Lost Your Creative Edge? Try Boredom
I heard this concept recently at a retreat I was attending for corporate women presidents. As a group, I think it’s safe to say the typical entrepreneur could be labeled as achievement-oriented, creative, hardworking and good at multi-tasking among other traits. And that may be why this concept practically stopped me in my tracks. The concept was — wait for it — that we are (all) losing our ability to have the “big” ideas, to be creative, when we’re constantly plugged into our electronics. That’s right. And the continuing idea is that boredom can make you more creative. Being the kind of person who will pretty much do ANYTHING to avoid being bored, this came as a real epiphany.
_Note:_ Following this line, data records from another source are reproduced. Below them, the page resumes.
PR #1925, opened 2024-10-03
Removing unnecessary column in print-out

### LINKED ISSUE #1192: "Property Data was Modified from the Source?"
During a run, ARMI spits out a table into the stdout that looks like this:
image

I don't usually think about this, but it caught my eye because all of the columns in the table say `False`, but I am FOR SURE modifying the source data in my current run.

So I dug into this a bit deeper. This is where that table is generated:
https://github.com/terrapower/armi/blob/3e47ec6e6359870866502c9356747cf1da4f9515/armi/reactor/blueprints/reactorBlueprint.py#L256-L272

It looks like the value is _always_ set to `False`. So really the output there is a lie.

So do we want to fix this, or just get rid of it completely?

john-science:
## What is the change?

There is an incorrect and unused column in a summary table in the reactor blueprints, and this PR fixes it.

I could have fixed the column to be correct, but since no one but Chris has EVER noticed it was broken, I infer the column is unused.

close #1192

---

## Checklist

### DIFF
--- a/armi/reactor/blueprints/reactorBlueprint.py
+++ b/armi/reactor/blueprints/reactorBlueprint.py
@@ -144,7 +144,7 @@ class SystemBlueprint(yamlize.Object):
         """
         from armi.reactor import reactors  # avoid circular import
 
-        runLog.info("Constructing the `{}`".format(self.name))
+        runLog.info(f"Constructing the `{self.name}`")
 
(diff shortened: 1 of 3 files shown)


keckler (approved):
I think this is the right way to go. Thanks!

Somehow, like Drake Baer, of the Business and Leadership Development Magazine Fast Company, wrote in “Why Your iPhone Addiction is Snuffing Your Creativity,” “Your iPhone acts like an endless supply of Cheetos.” That is to say, it provides instant gratification and feels oh-so-good although it may not be the best thing for you.
I can’t really say that I didn’t know this already. Growing up in the 70’s there wasn’t a lot of TV, and electronics were what you carefully plugged in to make the house light up. We were bored and desperate not to be, so we made up a lot of games, played musical instruments, read books meant for older audiences, rode horses and invented exotic sounding places to explore in the nearby woods.
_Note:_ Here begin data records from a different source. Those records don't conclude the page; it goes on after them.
PR #1926, opened 2024-10-04
Fixing HexBlock rotation in plotBlockDiagram

### LINKED ISSUE #1421: `plotBlockDiagram()` doesn't respect block orientation

john-science:
## What is the change?

Fixed a bug in `plotBlockDiagram()`.

The method `plotBlockDiagram()` incorrectly plots `HexBlock`s if they are rotated to the "corners up" rotation.

close #1421

---

## Checklist


keckler:
First question without even looking at the code -- Can we get a picture of the correct plots?

armi/reactor/tests/test_blocks.py
```diff
@@ -1876,30 +1872,33 @@ def test_negativeVolume(self):
...
         r = tests.getEmptyHexReactor()
         a = makeTestAssembly(1, 1)
-        a.add(self.HexBlock)
+        a.add(self.hexBlock)
         loc1 = r.core.spatialGrid[0, 1, 0]
         r.core.add(a, loc1)
 
+    def test_cornersUp(self):
+        self.assertTrue(self.hexBlock.cornersUp())
+
```
keckler, line 1901: Can we add another test for the case where this would return `False`? Otherwise it is not clear that the new `Block.cornersUp` method is working.

armi/utils/plotting.py
```diff
@@ -1296,11 +1295,10 @@ def _makeComponentPatch(component, position, cold):
                 patch = matplotlib.patches.Polygon(corners, fill=True)
                 blockPatch.append(patch)
         else:
-            # Just make it a hexagon...
+            # Just make it a hexagon
             blockPatch = matplotlib.patches.RegularPolygon(
                 (x, y), 6, radius=component.getDimension("op", cold=cold) / math.sqrt(3)
```
keckler, line 1300: I think this one needs to be rotated as well.

armi/utils/plotting.py
```diff
@@ -1224,27 +1223,27 @@ def _makeBlockPinPatches(block, cold):
...
     ------
-        blockPatch: List
-            A list of Patch objects that together represent a component in the diagram.
+    blockPatch: list
+        A list of Patch objects that together represent a component in the diagram.
 
     Notes
     -----
-    Currently accepts components of shape DerivedShape, Helix, Circle, or Square
+    Currently accepts components of shape DerivedShape, Circle, Helix, Hexagon, or Square
```
keckler, line 1246: Not related to your PR, but this line says that the method accepts `DerivedShape`s. It does not appear to me that this is true.

keckler (commented):
I think also this chunk might need to be made aware of the orientation:
https://github.com/terrapower/armi/pull/1926/files#diff-0c52725b9d66a2bcefb306c31e4a9479fe8c206453c22b3e4cd268a1efef3c16R1181-R1185

armi/utils/plotting.py
john-science: done

armi/utils/plotting.py
john-science: eone

armi/reactor/tests/test_blocks.py
john-science: done

keckler:
@john-science Thank you for fixing those few comments. Please also note that there are a couple more things that would be good before approving this PR:
1. https://github.com/terrapower/armi/pull/1926#pullrequestreview-2348839742
2. https://github.com/terrapower/armi/pull/1926#issuecomment-2394104416

armi/reactor/blocks.py
```diff
@@ -1785,6 +1785,13 @@ def coords(self):
             round(y, units.FLOAT_DIMENSION_DECIMALS),
         )
 
+    def cornersUp(self):
+        """Determine if the hex shape of is corners up or flats up, in relation to the Y axis."""
+        if self.spatialGrid is None:
+            return None
+
+        return self.spatialGrid._unitSteps[0][1] != 0.0
```
drewj-tp, line 1793: What about passing off to `HexGrid.cornersUp`?

https://github.com/terrapower/armi/blob/9dbe15c621ecac1060bdfde9715cf87697c24208/armi/reactor/grids/hexagonal.py#L107-L115

```suggestion
        return self.spatialGrid.cornersUp
```

armi/reactor/blocks.py
```diff
@@ -1785,6 +1785,13 @@ def coords(self):
             round(y, units.FLOAT_DIMENSION_DECIMALS),
         )
 
+    def cornersUp(self):
+        """Determine if the hex shape of is corners up or flats up, in relation to the Y axis."""
+        if self.spatialGrid is None:
+            return None
```
drewj-tp, line 1791: I guess this is false-like? But returning `None` from a bool-like method feels weird. 

Would it make more sense to return False or error here?

drewj-tp (commented):
I'm currently poking around grid like things and some things here overlapped

armi/reactor/blocks.py
john-science: A Python `None` is a null value. It is just as valid to use `None` for a null value when a return type is an `int`, `numpy.ndarray` or `bool`.

Seems standard enough to return an empty value from a method.

What would you rather do?  I don't want to return an error, because this does not seem like a scenario in which I want to kill a simulation.

john-science: hmmm

john-science:
@drewj-tp Well, in defense of your idea, I am still getting this:

blockDiagram27

It appears the bug for the hexagonal shaped composites was quite easy to fix. But the coordinates for the pins are just wrong from the start. (There's nothing I can do in the plotting routine to fix that.)

john-science:
This PR is temporarily on hold for another PR: https://github.com/terrapower/armi/pull/1947

I believe my solution in this was over-engineered to work AROUND the problem present in the other PR. Once that other PR merges, I should be able to simplify this PR.

john-science:
@keckler and @drewj-tp 

Here I plot `armiRunSmallest.yaml` with the default `hex_corners_up`:

hex_corners_up

and here I do the same thing, but alter the reactor to be "flats up":

hex_flats_up

So, after the recent bug fix, I think we finally have success!

Whew.

keckler (approved):
Approved, thank you.

Please update the description in the top comment of the PR. In particular, that `HexBlock.cornersUp()` method is no longer added.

Which is why I resonated with this old concept of unplugging. Somehow today despite us being so “connected” with what is happening, we’ve perhaps diminished a quality that is uniquely ours: our creativity. Add to that recent data from Stanford University on the ineffectiveness of multi-tasking reminding us that the Snapchatting, emailing, texting, Tweeting, Instagraming, Facebook-frenzied lives that many lead may also not be good for our attention span and memory.
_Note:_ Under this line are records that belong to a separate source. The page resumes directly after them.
PR #1927, opened 2024-10-04
Adding Block.getInputHeight

### LINKED ISSUE #1924: Provide a method for a block to report its input height
> Our team opinion here is we need a method that can go up to the blueprints and get the T=0 heights from a block.

This method would have other benefits outside this plot, e.g., axial thermal expansion between hot and as fabricated / neutral stress heights of blocks.

_Originally posted by @drewj-tp in https://github.com/terrapower/armi/issues/1158#issuecomment-2392102394_

drewj-tp:
## What is the change?

The new method `Block.getInputHeight()` digs up the composite tree to find the Reactor, or something with blueprints (usually the reactor). Then finds the parent Assembly's blueprint design and extracts the height at the index of this block.

If we don't find any blueprints, throw an error.

There are a couple use cases where you want to know the "as fabricated" height of a `Block`. We can't always rely on `Block.p.heightBOL` parameter because that may or may not get expanded shortly after construction via blueprints.

Closes #1924 

---

## Checklist


armi/reactor/blocks.py
```diff
@@ -1732,6 +1732,35 @@ def getUraniumMassEnrich(self):
...
+            usually stored on the reactor object, which is typically an ancestor of
+            the block (block -> assembly -> core -> reactor). However, this may be the case
+            when creating blocks from scratch in testing where the entire composite
+            tree may not exist.
+        """
+        ancestorWithBp = self.getAncestor(
+            lambda o: getattr(o, "blueprints", None) is not None
+        )
+        if ancestorWithBp is not None:
+            parent: composites.Composite = self.parent
```
john-science, line 1756: seems like we could leave this line out. `self.parent` is only called twice.

#not-blocking

armi/reactor/tests/test_blocks.py
```diff
@@ -1797,6 +1798,45 @@ def test_getReactionRates(self):
...
+            return assem
+        raise KeyError(nameInBP)
+
+    def test_foundReactor(self):
+        """Test the input height is pullable from blueprints."""
+        r = loadTestReactor()[1]
+        msg = "Input height from blueprints differs. Did a blueprint get updated and not this test?"
+
+        # Grab a block from an assembly, so long as we have the height
+        assem = self._getAssemblyWithType(r.core, "igniter fuel")
```
john-science, line 1814: ARMI already provides:

```python
r.core.getFirstAssembly(Flags.IGNITER)
```
or perhaps:

```python
r.core.getFirstAssembly(Flags.IGNITER | Flags.FUEL)
```

It _feels_ to me like that would be simpler than added a whole helper method to this class that does the same thing.

Unless I'm missing something, and that didn't work in this case?

john-science (approved):

armi/reactor/tests/test_blocks.py
drewj-tp: I think I added this helper because some of the other methods didn't quite work but I don't think I tried this one. It works so I'll roll it in

john-science (approved):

Put another way, meaningless sensory input could mean the unknowing sacrifice of something you actually care about. A new idea to pitch to your boss. A business idea that comes to you in a moment. The solution to the math problem you’ve been stumped on. A chance to notice something about the world.
The beauty in boredom, in a quiet moment in line without text messaging, in a peaceful drive without Bluetooth, in a day at the park without email, is that it asks you to do something remarkable: just be. Be still. Be bored even. And let the little thoughts – and the big ones – come busting out.